Grotere kans op kankersoort ALCL
Vrouwen met siliconen borstimplantaten hebben een grotere kans op de zeldzame kankersoort ALCL. Dat blijkt uit een Nederlands onderzoek. De laatste jaren is een grote stijging te zien van het aantal gevallen in Nederland.
Nederlandse pathologen en plastisch chirurgen van het UMC Maastricht en VU Medisch Centrum hebben voor het eerst in kaart gebracht hoe vaak ALCL voorkomt bij deze vrouwen. Ook waren er nog niet eerder harde cijfers bekend over het risico op het ontstaan van deze vorm van lymfeklierkanker.
“De belangrijkste stap die we hebben kunnen maken, is dat we van schattingen en relatieve risico’s naar absolute risico’s zijn gegaan. Dat doen we nu als eerste in de wereld”, zegt Daphne de Jong, patholoog aan het VU Medisch Centrum.
Over de risico’s was nog weinig bekend
Nederland kan als enige land ter wereld het risico op deze kankersoort berekenen omdat alleen hier alle pathologieverslagen in een landelijke databank worden opgeslagen.

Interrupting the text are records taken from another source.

PR #317, opened 2020-07-22
Add Turbolinks under Customization

matthu017:


johrstrom:
I think we should also note the issue with jquery's `window.onload` here.  As I recall, if folks rely on that in their `form.js`, this can break that.  

Here specifically is the context we need to add. A workaround for `window.onload`. 
https://github.com/OSC/ondemand/pull/498#issuecomment-642060505

msquee:
@johrstrom I'll start exploring options to remove jQuery as a dependency for `bc_js_filepicker`

johrstrom:
Does this impact the filepicker too?  I looked at it and it uses the event `document.ready` which I'm now seeing is a jquery event.

Weak, well I guess it could listen to both for backward comparability. In either case, this being the documentation, it should reflect whatever the truth is - which is you'd have to use file picker version 0.5.0+ if you want to enable this? 

(of course, that version doesn't exist yet, but it will by the time we merge and release)

ericfranz:
I'm going to close this right now. I think that we should first enable this feature at OSC and test it out, really understand the ramifications - places where this will definitely break (maybe that is only in the interactive app form.js stuff) and then share it in a future release.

Er zijn hier 200.000 vrouwen met siliconen borstprotheses, blijkt uit het onderzoek. Dat is 3,3 procent van de Nederlandse vrouwen tussen de 20 en 70 jaar.
Alma Klaver is een van die vrouwen. In 2007 werd bij haar borstkanker geconstateerd, waardoor haar borsten verwijderd moesten worden. Een jaar later kreeg ze een borstreconstructie met siliconen borstimplantaten. Over de risico’s was nog weinig bekend.
Ik wilde liever een gezond lijf dan borsten, maar ik wist niet van dit risico.
Alma Klaver, voormalig kankerpatiënt
Maar vorig jaar kreeg ze voor de tweede keer kanker. ALCL werd geconstateerd, gerelateerd aan haar borstprotheses. “Ik was in shock. En ik was heel boos, op alles en iedereen. Ook op mezelf. Ik wilde liever een gezond lijf dan borsten, maar ik wist niet van dit risico.”
Een ophoping van kwaadaardige cellen
De vorm van kanker is een reactie op het vreemde materiaal van de prothese. Een afweerreactie is op zich normaal, zegt René van der Hulst, plastisch chirurg en een van de onderzoekers. “Het wordt een soort litteken. Dat is te vergelijken met het hebben van een splinter in je lichaam.”
Hij vervolgt: “Maar heel soms ontstaat er een abnormale reactie om de prothese heen, en krijg je een ‘lymfoom’: een ophoping van specifieke cellen van je lymfekliersysteem. Die zijn te bestempelen als kwaadaardig.”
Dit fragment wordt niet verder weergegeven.